Single by Death Grips

from the album Exmilitary
- Released: August 3, 2011
- Recorded: 2011
- Genre: Industrial hip-hop; rap rock; alternative hip-hop;
- Length: 3:43
- Label: Self-released
- Songwriters: Andy Morin; Stefan Burnett; Zach Hill;
- Producers: Andy Morin; Zach Hill;

Death Grips singles chronology
| "Live from Death Valley" (2011) | "Guillotine" (2011) | "Blackjack" (2012) |

Music video
- "Guillotine" on YouTube

= Guillotine (Death Grips song) =

2011 song by Death Grips

"Guillotine (It Goes Yah)" is a song by American alternative hip-hop band Death Grips, released as the lead single from their debut mixtape, Exmilitary. It was released on August 3, 2011.

== Release ==
The music video for "Guillotine" was self-released by Death Grips on YouTube on April 26, 2011, as the lead single of their debut mixtape Exmilitary. It was eventually released as a single on iTunes on August 3, 2011.

== Music video ==
The music video for "Guillotine" was shot by Matt Brown and features Death Grips' frontman MC Ride angrily rapping while riding in a car, with the visuals becoming increasingly corrupted by white noise. Zach Hill, the drummer for Death Grips, said in 2012 that it "made total sense to start filming in a car" as "Guillotine" is an "anxiety-fuelled" and "claustrophobic" song.

== Critical reception ==
"Guillotine" was met with positive reviews by critics. John Calvert of The Quietus named the single as the stand-out song from Exmilitary. In July 2014, Complex ranked it as the third best Death Grips song, noting MC Ride's loud and aggressive vocal delivery as "confrontational". Hayley Elizabeth Kaufman of Flaunt called "Guillotine" a "sinister slice-and-dice track".

== In popular culture ==
In 2013, choirmaster and broadcaster Gareth Malone performed a choir cover of "Guillotine" for his debut studio album Voices. In April 2019, Icelandic singer Björk played the song during a performance at a school dance in Iceland.

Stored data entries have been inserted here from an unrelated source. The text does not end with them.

PR #11344, opened 2022-09-23
VStreams: Rotate Binary Log For Snapshot Connections

mattlord:
## Description

Rotate the binary logs as needed in order to limit the GTID auto positioning overhead when starting a results/row stream from a given GTID set/position in VStreams. This is needed as the currently open binary log (which can be up to 1G in size by default) will need to be scanned and empty GTID events will be streamed for those GTIDs in the log that we are skipping. In total, this can add a lot of overhead on both the mysqld instance and the tablet. It can also cause a significant delay — particularly on connections with higher latency such as when the source and target are communicating over the internet with TLS — for otherwise fast actions such as VDiff on relatively small tables. Rotating the log ensures that we are processing a fresh binary log that will be minimal in size and GTID events.

> **Note**
>  We only rotate the binary log if it's > 64MiB in size by default. This avoids unnecessary flushes when there are many vstreams running  concurrently and/or there's very little write activity happening.

We had previously discovered this behavior during other events which require syncing with a GTID position/set, specifically during reparents, and used the same solution. See related issue and its links below.

## Related Issue(s)

  - Fixes: https://github.com/vitessio/vitess/issues/11345
  - Related to: https://github.com/vitessio/vitess/issues/4161

## Checklist

-   [x] Tests were added
-   [x] Documentation: https://github.com/vitessio/website/pull/1153

### DIFF
--- a/go/flags/endtoend/vttablet.txt
+++ b/go/flags/endtoend/vttablet.txt
@@ -465,6 +465,7 @@ Usage of vttablet:
       --vreplication_retry_delay duration                                delay before retrying a failed workflow event in the replication phase (default 5s)
       --vreplication_store_compressed_gtid                               Store compressed gtids in the pos column of _vt.vreplication
       --vreplication_tablet_type string                                  comma separated list of tablet types used as a source (default "in_order:REPLICA,PRIMARY")
+      --vstream_binlog_rotation_threshold int                            Byte size at which a VStreamer will attempt to rotate the source's open binary log before starting a GTID snapshot based stream (e.g. a ResultStreamer or RowStreamer) (default 67108864)
       --vstream_dynamic_packet_size                                      Enable dynamic packet sizing for VReplication. This will adjust the packet size during replication to improve performance. (default true)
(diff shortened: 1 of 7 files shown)


aquarapid (commented):
Shouldn't this just ignore/log if it fails?  E.g. if we don't have the RELOAD privilege, or are doing the snapshot from a replica?

rohit-nayak-ps (approved):
lgtm, this is nice!

rohit-nayak-ps (approved):
lgtm

aquarapid (commented):
LGTM!  Only other thing I could suggest is to test the error path (e.g. if the show binary logs fails because of lack of RELOAD privs)

mattlord:
> LGTM! Only other thing I could suggest is to test the error path (e.g. if the show binary logs fails because of lack of RELOAD privs)

I assume you mean for the log message here: https://github.com/vitessio/vitess/pull/11344/files#diff-efb6bf2b0113d05b4466e1c54f4abf7ccad01637cc8ad1f01ceb2bb916dd67fdR81-R82

If so, we log the error info we get back from MySQL which is pretty explanatory IMO:
```
ERROR 1227 (42000): Access denied; you need (at least one of) the RELOAD privilege(s) for this operation
```

Please let me know if you had something else in mind though. Thanks!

On November 11, 2021, a group of vigilante hackers defaced the Constitutional Court of Thailand's website homepage with the music video, also changing the website name to "kangaroo court". This action was done to protest the Constitutional Court's rulings against pro-democracy activists who were seeking to reform or overthrow the monarchy.